Les régimes de retraite au cœur des négociations pour Capitales Médias

Outre «Le Soleil» et «Le Droit», le Groupe Capitales Médias publie «Le Quotidien» et «Le Progrès» à Saguenay, «Le Nouvelliste» à Trois-Rivières, «La Voix de l’Est» à Granby et «La Tribune» à Sherbrooke.
Photo: Renaud Philippe Le Devoir Outre «Le Soleil» et «Le Droit», le Groupe Capitales Médias publie «Le Quotidien» et «Le Progrès» à Saguenay, «Le Nouvelliste» à Trois-Rivières, «La Voix de l’Est» à Granby et «La Tribune» à Sherbrooke.

Il apparaît « indéniable » que les quatre régimes de retraite du Groupe Capitales Médias (GCM) se retrouveront au coeur des discussions avec un ou des éventuels repreneurs pour les actifs de la compagnie, a affirmé vendredi le syndic chargé du dossier.

« C’est sûr qu’il va y avoir une négociation. Elle sera de quel ordre ? Je ne le sais pas. La vraie question, c’est : est-ce qu’il y a un repreneur ? Et il va être prêt à assumer quelles obligations ? », a indiqué le responsable chez PwC, Christian Bourque, lors d’une entrevue avec Le Devoir.

Le p.-d.g. de GCM, Claude Gagnon, qui publie notamment Le Soleil et Le Droit, a révélé mercredi à la commission parlementaire sur l’avenir des médias que le déficit actuariel des quatre régimes à prestations déterminées se situe à 65 millions. Ce calcul repose sur une base de solvabilité (75 % à 78 %), qui évalue le manque à gagner pour les participants si les régimes étaient soudainement fermés demain matin.

Surplus sur une base de continuité

Depuis la grande réforme menée en 2015 par le gouvernement Couillard, la loi sur les régimes de retraite complémentaires n’exige plus ce type de calcul de la part des employeurs, préférant plutôt l’évaluation sur une base de continuité. Celle-ci tient compte des rendements à long terme et de la nature des engagements.

Aux états financiers de la compagnie au 31 décembre 2018, a indiqué M. Bourque vendredi, le calcul sur la base de la continuité montre plutôt un excédent de 5 millions.

Outre Le Soleil et Le Droit, le Groupe Capitales Médias publie Le Quotidien et Le Progrès à Saguenay, Le Nouvelliste à Trois-Rivières, La Voix de l’Est à Granby et La Tribune à Sherbrooke.

Alors qu’un des régimes couvre uniquement les syndiqués du Soleil, les trois autres sont répartis comme suit : les employés syndiqués du Quotidien et du Progrès, les syndiqués du Droit / La Voix de l’Est / La Tribune / Le Nouvelliste, et le personnel non syndiqué.

Les régimes à prestations déterminées (PD) de GCM comptent 286 cotisants actifs, a indiqué M. Gagnon lors d’un entretien. Un deuxième groupe de 112 employés participe à un régime à cotisations déterminées. Par ailleurs, GCM compte environ 900 retraités et bénéficiaires.

Lors des audiences, M. Gagnon a précisé que les quatre régimes PD ont des actifs de 225 millions. Le sort de ces régimes est « une grosse préoccupation », a-t-il dit.

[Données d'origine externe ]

PR #7541, opened 2022-08-04
Convert CloseHandle/GetLocaleInfoEx/LoadLibrary to CsWin32

fernandanavamoya:
Created
- PInvoke.CloseHandle.cs
- PInvoke.LoadLibrary

Use SafeHandle instead of Foundation.HANDLE
- LoadLibraryEx

###### Microsoft Reviewers: [Open in CodeFlow](https://portal.fabricbot.ms/api/codeflow?pullrequest=https://github.com/dotnet/winforms/pull/7541)


src/System.Windows.Forms.Primitives/src/Windows/Win32/PInvoke.LoadLibrary.cs
```diff
@@ -0,0 +1,76 @@
...
+            {
+                string customPath = Path.Join(startupPath, Libraries.Comctl32);
+                Debug.Assert(Path.IsPathFullyQualified(customPath));
+
+                fixed (char* lpLibFileName = customPath)
+                {
+                    if (Path.IsPathFullyQualified(customPath))
+                    {
+                        // OS will validate the path for us
+                        IntPtr result = LoadLibraryEx(lpLibFileName, (HANDLE)0, 0);
```
JeremyKuhne, line 29: We should pass back `HINSTANCE` from these instead of letting them cast to `IntPtr` or `nint`. Now that we have "strong" handle types, we should try to carry them through the system and only convert to `IntPtr` when absolutely needed.

src/System.Windows.Forms/src/System/Windows/Forms/Application.ThreadContext.cs
```diff
@@ -779,7 +779,7 @@ internal static bool GetAllowQuit()
             /// <summary>
             ///  Retrieves the handle to this thread.
             /// </summary>
-            internal IntPtr GetHandle() => _handle;
+            nint IHandle.Handle => _handle;
```
JeremyKuhne, line 782: This should be `internal Handle => _handle;`. When you do it this way you have to cast it to the interface to use it.

src/System.Windows.Forms/src/System/Windows/Forms/Control.cs
```diff
@@ -3907,7 +3907,7 @@ private unsafe void WaitForWaitHandle(WaitHandle waitHandle)
                 return;
             }
 
-            nint threadHandle = ctx.GetHandle();
+            nint threadHandle = ((IHandle)ctx).Handle;
```
JeremyKuhne, line 3910: See the comment in `ThreadContext`, this cast shouldn't be necessary.

src/System.Windows.Forms/src/System/Windows/Forms/NativeWindow.cs
```diff
@@ -111,7 +111,7 @@ internal unsafe void ForceExitMessageLoop()
                 {
                     uint id = User32.GetWindowThreadProcessId(handle, out uint lpdwProcessId);
                     Application.ThreadContext ctx = Application.ThreadContext.FromId(id);
-                    nint threadHandle = (ctx is null ? 0 : ctx.GetHandle());
+                    nint threadHandle = (ctx is null ? 0 : ((IHandle)ctx).Handle);
```
JeremyKuhne, line 114: Same here- this cast can be removed when you fix `ThreadContext`.

JeremyKuhne (changes requested):
Should try to keep things as their handle type and can skip using explicit interface implementation for .Handle. Otherwise looks good.

src/System.Windows.Forms.Primitives/src/Windows/Win32/PInvoke.LoadLibrary.cs
fernandanavamoya: By casting it to an `IntPtr` or `nint` only when necessary, do you mean we should also change the return type of the method to `HINSTANCE`?

JeremyKuhne: > do you mean we should also change the return type of the method to HINSTANCE?

Yes

fernandanavamoya:
cc: @AArnott

dreddy-work (approved):
LGTM

JeremyKuhne (approved):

Selon Mercer, le ratio de solvabilité médian des régimes canadiens à prestations déterminées était de 97 % à la fin du mois de juin. La firme a indiqué récemment que « plus du tiers des régimes de retraite canadiens sont maintenant entièrement capitalisés », alors que « seulement 3 % des régimes affichent une capitalisation inférieure à 80 % » selon la base de solvabilité.

Compte tenu d’une situation financière devenue intenable en raison d’une baisse des revenus publicitaires, GCM a demandé la protection des tribunaux contre ses créanciers, une restructuration dirigée par PricewaterhouseCooper. Le gouvernement Legault a consenti un prêt d’urgence de 5 millions pour permettre à l’entreprise de continuer à fonctionner pendant que PwC cherche un ou des acheteurs. Québec avait déjà allongé un prêt de 10 millions en 2017.

Selon le site Internet de Retraite Québec, la vente d’une société « n’a aucune conséquence sur vos droits accumulés dans le régime en tant que participant », mais que « dans le cas contraire, vous en serez informé ». Les droits accumulés « ne peuvent cependant être réduits » sans le consentement des participants.

Dans un cas de faillite pure et simple, Retraite Québec rappelle que « la caisse de retraite ne fait pas partie des biens de l’employeur ». « Une fois le régime terminé, vos droits sont acquittés en fonction de l’actif disponible dans la caisse de retraite. Cet actif ne peut pas servir à rembourser les créanciers de l’employeur. »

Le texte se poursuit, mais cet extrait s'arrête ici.